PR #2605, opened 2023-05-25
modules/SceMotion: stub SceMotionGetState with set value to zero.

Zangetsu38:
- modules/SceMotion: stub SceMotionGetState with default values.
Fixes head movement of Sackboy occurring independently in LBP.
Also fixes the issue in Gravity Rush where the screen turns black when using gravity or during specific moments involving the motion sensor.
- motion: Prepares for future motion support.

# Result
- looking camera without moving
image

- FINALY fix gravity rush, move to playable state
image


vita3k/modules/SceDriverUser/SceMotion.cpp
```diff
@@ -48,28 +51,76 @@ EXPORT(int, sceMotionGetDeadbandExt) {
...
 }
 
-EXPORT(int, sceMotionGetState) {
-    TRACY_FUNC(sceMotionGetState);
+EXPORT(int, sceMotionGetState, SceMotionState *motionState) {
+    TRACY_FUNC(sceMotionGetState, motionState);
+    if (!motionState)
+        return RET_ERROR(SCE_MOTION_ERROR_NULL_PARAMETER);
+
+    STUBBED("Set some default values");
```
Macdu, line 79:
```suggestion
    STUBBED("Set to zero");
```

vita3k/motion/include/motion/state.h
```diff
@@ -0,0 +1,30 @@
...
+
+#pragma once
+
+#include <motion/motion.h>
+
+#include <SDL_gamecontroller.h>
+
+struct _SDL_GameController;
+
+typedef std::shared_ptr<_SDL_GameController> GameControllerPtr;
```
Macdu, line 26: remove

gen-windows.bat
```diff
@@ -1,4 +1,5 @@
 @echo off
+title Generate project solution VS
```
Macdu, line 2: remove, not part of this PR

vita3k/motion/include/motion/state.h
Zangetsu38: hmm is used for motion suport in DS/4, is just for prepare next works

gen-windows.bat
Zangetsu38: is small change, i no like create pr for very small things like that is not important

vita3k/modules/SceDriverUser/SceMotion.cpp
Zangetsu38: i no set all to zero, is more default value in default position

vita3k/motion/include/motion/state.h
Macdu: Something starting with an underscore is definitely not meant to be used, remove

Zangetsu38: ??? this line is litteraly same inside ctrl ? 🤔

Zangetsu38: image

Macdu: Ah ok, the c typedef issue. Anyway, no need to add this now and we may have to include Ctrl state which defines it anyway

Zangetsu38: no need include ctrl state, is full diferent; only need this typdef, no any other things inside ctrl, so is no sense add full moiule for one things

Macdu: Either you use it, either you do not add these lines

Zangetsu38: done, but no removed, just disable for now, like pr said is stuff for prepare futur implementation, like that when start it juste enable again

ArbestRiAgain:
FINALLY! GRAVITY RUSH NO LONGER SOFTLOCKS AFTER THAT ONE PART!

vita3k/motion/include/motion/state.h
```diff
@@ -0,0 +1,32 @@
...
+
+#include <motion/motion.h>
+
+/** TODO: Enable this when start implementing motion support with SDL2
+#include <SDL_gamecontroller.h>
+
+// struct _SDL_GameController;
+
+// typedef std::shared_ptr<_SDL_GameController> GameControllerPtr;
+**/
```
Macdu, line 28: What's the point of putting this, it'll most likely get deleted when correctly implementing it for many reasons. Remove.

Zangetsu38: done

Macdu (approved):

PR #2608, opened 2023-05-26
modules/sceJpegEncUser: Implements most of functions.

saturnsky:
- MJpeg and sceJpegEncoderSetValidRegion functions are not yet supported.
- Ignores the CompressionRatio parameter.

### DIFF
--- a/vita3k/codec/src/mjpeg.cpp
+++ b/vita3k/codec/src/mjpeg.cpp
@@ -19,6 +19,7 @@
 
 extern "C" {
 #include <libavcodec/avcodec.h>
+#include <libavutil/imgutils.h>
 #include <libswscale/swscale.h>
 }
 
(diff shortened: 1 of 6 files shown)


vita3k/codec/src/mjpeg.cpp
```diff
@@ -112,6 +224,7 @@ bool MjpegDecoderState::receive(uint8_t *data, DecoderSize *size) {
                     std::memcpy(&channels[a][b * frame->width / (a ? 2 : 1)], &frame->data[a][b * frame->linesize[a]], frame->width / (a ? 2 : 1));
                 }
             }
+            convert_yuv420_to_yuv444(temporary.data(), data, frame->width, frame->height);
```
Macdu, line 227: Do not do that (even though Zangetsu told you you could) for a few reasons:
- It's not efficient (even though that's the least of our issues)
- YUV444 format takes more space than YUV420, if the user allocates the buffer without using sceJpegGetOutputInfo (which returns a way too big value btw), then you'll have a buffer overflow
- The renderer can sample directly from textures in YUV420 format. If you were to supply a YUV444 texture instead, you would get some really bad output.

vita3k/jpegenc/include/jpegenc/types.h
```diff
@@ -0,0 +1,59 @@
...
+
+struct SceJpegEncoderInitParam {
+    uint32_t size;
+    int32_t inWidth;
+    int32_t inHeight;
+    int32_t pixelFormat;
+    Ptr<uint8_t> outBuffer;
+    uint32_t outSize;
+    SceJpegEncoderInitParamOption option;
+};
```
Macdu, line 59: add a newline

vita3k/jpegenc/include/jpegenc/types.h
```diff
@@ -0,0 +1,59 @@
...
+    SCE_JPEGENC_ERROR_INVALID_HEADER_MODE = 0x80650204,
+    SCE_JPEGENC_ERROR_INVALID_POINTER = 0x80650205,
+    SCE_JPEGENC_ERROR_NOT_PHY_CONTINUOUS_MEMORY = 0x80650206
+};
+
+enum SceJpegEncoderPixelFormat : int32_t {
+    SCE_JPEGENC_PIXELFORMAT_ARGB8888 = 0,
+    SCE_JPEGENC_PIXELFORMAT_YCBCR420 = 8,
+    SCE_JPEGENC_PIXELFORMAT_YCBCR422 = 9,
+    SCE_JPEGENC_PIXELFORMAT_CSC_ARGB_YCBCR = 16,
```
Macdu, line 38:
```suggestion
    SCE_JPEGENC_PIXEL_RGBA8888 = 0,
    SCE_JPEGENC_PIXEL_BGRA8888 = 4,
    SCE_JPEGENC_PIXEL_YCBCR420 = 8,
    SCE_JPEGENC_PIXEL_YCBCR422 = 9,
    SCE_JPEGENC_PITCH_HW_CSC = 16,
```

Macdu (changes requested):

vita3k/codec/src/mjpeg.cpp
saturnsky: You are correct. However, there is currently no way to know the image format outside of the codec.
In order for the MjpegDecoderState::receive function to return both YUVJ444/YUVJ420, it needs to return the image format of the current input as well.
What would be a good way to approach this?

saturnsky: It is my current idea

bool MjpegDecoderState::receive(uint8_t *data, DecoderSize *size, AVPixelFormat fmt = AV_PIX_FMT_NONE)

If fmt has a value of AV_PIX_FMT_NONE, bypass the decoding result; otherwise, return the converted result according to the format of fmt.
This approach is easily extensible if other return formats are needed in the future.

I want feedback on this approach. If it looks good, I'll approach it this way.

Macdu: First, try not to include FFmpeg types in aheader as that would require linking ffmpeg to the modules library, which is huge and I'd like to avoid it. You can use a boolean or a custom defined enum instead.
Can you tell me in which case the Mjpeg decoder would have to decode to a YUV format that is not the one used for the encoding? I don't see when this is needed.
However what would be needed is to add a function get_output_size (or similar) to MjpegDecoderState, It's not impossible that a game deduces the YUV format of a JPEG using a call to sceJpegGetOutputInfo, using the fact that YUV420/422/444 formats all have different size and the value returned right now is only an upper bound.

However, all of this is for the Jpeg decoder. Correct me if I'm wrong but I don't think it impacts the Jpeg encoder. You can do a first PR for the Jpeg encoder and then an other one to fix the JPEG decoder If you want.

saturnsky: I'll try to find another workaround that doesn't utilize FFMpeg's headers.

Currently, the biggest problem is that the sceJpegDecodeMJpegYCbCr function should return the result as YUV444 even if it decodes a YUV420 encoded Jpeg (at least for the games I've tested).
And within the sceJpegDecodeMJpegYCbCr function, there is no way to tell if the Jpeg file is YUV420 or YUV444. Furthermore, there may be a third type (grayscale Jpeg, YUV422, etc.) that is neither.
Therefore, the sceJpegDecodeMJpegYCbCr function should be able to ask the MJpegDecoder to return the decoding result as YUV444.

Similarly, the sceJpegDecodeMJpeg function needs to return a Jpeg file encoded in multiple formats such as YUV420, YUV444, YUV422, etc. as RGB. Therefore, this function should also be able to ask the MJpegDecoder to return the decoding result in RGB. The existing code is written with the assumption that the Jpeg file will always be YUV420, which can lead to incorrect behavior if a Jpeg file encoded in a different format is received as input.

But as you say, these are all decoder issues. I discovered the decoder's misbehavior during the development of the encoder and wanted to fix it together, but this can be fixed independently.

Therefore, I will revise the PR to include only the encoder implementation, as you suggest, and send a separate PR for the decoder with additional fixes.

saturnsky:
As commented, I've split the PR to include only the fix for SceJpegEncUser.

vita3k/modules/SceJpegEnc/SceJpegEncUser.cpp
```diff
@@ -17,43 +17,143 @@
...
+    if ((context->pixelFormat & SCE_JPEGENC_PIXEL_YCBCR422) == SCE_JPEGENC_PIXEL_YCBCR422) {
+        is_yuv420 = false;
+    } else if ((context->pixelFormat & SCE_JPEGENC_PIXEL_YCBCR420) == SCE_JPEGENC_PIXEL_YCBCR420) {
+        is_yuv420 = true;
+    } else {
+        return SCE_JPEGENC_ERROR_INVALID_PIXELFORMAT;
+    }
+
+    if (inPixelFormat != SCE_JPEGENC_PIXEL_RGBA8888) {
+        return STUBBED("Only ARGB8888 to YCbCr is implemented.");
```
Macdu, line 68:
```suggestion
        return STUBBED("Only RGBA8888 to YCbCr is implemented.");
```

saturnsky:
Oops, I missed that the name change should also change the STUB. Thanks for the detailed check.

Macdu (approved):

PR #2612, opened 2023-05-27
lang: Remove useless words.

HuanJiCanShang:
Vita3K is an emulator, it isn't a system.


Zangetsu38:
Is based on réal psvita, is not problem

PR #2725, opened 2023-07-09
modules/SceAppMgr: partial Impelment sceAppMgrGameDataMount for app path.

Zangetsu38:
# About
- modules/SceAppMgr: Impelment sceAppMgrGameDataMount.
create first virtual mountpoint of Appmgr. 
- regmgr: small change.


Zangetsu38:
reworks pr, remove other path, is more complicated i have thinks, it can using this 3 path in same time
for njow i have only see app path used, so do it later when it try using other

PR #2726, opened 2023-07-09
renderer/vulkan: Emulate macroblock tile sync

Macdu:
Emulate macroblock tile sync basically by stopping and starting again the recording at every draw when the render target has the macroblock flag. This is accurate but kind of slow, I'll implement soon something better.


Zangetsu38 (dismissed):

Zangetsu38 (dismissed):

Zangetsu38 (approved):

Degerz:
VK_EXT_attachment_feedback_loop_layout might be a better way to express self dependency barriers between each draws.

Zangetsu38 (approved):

################

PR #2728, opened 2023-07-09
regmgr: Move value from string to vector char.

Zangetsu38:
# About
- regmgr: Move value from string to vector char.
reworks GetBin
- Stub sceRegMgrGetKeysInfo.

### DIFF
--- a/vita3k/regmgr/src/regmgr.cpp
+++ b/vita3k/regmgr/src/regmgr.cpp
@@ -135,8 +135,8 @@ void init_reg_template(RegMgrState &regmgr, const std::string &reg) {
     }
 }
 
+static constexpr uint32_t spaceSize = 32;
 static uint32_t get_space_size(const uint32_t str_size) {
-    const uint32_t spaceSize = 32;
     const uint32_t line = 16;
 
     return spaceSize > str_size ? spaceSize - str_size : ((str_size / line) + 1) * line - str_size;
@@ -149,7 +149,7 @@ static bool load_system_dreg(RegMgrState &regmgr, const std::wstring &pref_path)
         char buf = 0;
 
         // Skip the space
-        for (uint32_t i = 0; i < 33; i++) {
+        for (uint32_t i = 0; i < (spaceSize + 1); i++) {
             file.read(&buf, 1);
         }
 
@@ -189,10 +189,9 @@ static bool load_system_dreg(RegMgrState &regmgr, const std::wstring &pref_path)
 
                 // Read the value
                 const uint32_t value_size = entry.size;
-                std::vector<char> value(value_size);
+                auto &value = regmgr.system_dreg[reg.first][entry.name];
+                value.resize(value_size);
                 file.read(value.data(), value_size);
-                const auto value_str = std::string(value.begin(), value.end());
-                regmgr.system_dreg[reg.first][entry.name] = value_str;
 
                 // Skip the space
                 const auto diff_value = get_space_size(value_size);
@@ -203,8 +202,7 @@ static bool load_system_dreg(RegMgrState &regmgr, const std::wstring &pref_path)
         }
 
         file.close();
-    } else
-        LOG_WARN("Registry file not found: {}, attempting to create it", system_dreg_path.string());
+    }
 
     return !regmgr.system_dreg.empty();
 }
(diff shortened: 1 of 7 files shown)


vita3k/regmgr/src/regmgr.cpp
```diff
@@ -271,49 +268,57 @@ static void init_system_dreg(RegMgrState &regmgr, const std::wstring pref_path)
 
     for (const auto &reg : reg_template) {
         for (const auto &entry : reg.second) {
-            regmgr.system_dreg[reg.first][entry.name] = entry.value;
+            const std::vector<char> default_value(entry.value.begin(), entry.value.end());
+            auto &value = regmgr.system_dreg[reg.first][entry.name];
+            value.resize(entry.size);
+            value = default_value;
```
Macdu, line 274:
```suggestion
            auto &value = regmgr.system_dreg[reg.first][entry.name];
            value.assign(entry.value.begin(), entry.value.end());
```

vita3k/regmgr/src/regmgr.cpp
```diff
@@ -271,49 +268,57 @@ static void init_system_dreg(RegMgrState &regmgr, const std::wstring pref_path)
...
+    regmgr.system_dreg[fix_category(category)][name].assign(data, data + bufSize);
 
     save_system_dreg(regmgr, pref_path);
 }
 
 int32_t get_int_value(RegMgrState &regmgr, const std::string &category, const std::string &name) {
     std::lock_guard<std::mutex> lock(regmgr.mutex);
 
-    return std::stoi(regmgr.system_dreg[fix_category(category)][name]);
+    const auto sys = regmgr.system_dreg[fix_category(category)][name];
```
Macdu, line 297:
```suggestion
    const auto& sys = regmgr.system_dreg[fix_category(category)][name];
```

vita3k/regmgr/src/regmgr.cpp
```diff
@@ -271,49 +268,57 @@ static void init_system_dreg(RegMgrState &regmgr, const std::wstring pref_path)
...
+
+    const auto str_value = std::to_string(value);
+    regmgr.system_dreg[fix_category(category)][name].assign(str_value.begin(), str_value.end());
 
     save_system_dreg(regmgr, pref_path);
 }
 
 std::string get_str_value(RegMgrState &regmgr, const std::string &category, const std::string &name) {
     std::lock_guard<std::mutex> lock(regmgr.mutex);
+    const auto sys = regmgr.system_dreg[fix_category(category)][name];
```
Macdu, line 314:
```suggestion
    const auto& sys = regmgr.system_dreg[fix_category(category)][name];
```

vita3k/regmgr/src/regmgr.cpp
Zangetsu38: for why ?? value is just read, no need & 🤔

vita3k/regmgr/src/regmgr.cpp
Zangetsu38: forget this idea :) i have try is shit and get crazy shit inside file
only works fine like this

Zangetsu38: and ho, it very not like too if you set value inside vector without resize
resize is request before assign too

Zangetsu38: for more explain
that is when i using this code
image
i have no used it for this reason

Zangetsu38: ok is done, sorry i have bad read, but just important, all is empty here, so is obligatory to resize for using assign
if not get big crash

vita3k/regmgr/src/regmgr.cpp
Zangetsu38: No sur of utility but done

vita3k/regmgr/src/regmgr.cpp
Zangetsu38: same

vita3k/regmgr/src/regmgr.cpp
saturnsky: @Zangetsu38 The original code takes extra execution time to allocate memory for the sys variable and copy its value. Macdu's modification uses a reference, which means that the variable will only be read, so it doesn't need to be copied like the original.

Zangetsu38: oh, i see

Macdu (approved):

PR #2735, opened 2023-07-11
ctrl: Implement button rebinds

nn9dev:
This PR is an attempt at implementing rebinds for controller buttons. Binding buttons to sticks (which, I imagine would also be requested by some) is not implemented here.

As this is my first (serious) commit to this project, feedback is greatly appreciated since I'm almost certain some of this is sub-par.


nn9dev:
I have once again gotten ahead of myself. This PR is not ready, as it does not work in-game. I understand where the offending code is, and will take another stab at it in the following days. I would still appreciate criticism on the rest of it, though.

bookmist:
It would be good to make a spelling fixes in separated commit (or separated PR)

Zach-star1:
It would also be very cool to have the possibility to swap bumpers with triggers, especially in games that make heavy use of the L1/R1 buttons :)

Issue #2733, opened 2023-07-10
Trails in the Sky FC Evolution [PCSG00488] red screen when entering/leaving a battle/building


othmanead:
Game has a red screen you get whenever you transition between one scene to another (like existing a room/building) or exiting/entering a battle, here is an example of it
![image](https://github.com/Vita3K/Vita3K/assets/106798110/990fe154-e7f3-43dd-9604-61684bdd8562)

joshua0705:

################

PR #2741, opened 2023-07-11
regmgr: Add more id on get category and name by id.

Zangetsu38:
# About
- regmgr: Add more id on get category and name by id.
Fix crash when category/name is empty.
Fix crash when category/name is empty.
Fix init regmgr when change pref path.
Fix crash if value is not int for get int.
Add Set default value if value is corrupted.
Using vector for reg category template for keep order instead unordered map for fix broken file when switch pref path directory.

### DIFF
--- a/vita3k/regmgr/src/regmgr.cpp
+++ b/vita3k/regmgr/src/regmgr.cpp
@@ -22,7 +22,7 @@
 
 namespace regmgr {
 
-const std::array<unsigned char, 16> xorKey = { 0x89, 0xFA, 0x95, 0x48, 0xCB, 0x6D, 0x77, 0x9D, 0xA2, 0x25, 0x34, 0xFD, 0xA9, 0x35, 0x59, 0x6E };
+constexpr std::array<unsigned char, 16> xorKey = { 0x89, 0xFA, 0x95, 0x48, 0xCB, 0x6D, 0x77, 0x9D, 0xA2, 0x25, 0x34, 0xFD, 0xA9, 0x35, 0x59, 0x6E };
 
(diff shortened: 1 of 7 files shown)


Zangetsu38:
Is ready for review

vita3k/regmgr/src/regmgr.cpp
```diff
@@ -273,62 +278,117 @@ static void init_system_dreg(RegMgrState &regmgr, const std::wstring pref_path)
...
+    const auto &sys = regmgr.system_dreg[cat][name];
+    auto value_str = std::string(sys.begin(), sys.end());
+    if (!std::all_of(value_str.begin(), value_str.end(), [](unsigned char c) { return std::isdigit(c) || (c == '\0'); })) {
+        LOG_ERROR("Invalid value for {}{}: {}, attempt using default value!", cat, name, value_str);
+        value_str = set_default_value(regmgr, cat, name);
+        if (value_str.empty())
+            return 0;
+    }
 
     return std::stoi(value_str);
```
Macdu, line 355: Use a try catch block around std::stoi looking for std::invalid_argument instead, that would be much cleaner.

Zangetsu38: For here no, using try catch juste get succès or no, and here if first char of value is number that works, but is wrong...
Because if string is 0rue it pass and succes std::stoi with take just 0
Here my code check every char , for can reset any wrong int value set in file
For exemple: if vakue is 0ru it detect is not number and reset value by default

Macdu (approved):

################

* [Exercise aim]: Return each line of the data that contains the string "typedef".

* [Written answer]:
+typedef std::shared_ptr<_SDL_GameController> GameControllerPtr;
Macdu: Ah ok, the c typedef issue. Anyway, no need to add this now and we may have to include Ctrl state which defines it anyway
+// typedef std::shared_ptr<_SDL_GameController> GameControllerPtr;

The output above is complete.